Find how many lines below hold "once", and give that number as the entire answer.
>>>
PR #10192, opened 2025-04-09
llama: update to commit 7538246e

jmorganca:


BruceMacD (approved):
Tested llama3.2-vision and llama3.3 on MacOS with a unicode `OLLAMA_MODELS` path. Not sure how to test the cache defrag but memory usage and model behaviour seems good.

ml/backend/ggml/ggml/.rsync-filter
```diff
@@ -13,11 +14,14 @@ include src/ggml-cuda/vendors/
...
 include *.h
 include *.cpp
 include *.cu
 include *.cuh
 include *.m
 include *.metal
-exclude *
+include common.cmake
+include ggml-config.cmake.in
+exclude *
```
jessegross, line 27: It looks like the newline at the end of the file is required, otherwise I get:

```
jesse@Jesses-MacBook-Pro ollama % make -f Makefile.sync sync           
sed -e 's|@FETCH_HEAD@|71e90e8813f90097701e62f7fce137d96ddf41e2|' llama/build-info.cpp.in > llama/build-info.cpp
rsync -arvzc -f "merge llama/llama.cpp/.rsync-filter" llama/vendor/ llama/llama.cpp
Transfer starting: 67 files
common/
examples/llava/
include/
src/

sent 4284 bytes  received 410 bytes  661126 bytes/sec
total size is 3277040  speedup is 698.13
rsync -arvzc -f "merge ml/backend/ggml/ggml/.rsync-filter" llama/vendor/ggml/ ml/backend/ggml/ggml
rsync: syntax error in ml/backend/ggml/ggml/.rsync-filter at entry 27
make: *** [ml/backend/ggml/ggml] Error 1
```

llama/patches/0007-add-mllama-support.patch
```diff
@@ -1,41 +1,57 @@
...
 Subject: [PATCH] add mllama support
 
-mllama adds cross-attention layers to the standard llama architecture
-it also requires a way to input a new tensor: cross_attention_state
-once per generation
-
-cross-attention layers don't change and so they are cached in the
-kv cache once per run
-
-remaining is to implement the cross attention mask
```
jessegross, line 13: It looks like this PR removes the commit messages for the patches. It's very important that we retain them, otherwise we'll have no idea if the original problem still applies in the future.

jessegross (approved):

PR #10201, opened 2025-04-09
server: do not attempt to parse offset file as gguf

BruceMacD:
This logic was causing issues for me when importing a gguf that had some padding at the end of the file. The valid gguf would be read, but then it would try to read the offset as a different gguf file. This does not seem right.


rick-github:
#9368

BruceMacD:
Closed in favour of #9368, which seems cleaner

PR #10225, opened 2025-04-10
ggml: fix crash for when head counts are arrays

drifkin:


drifkin:
closing in favor of #10238

Issue #9984, opened 2025-03-25
Add support for array for head count GGUF KV


ngxson:
### What is the issue?

Ref bug: https://huggingface.co/bartowski/nvidia_Llama-3_3-Nemotron-Super-49B-v1-GGUF/discussions/3

Some architectures have head_count and head_count_kv as an array of int, because each layer in the model can have different number of heads.

<img width="480" alt="Image" src="https://github.com/user-attachments/assets/f0e4a80f-4828-4427-aba9-ce53d9633c26" />

Link to relevant LOC: https://github.com/ollama/ollama/blob/131f0355a59f4840b057fb8f3c2e59e456f91041/fs/ggml/ggml.go#L55

However, since ollama only support Uint for these KV, `EstimateGPULayers` currently fails on certain models. Please see the attached log

### Relevant log output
<<<
▶ **SOLUTION TO THIS PROBLEM**: 2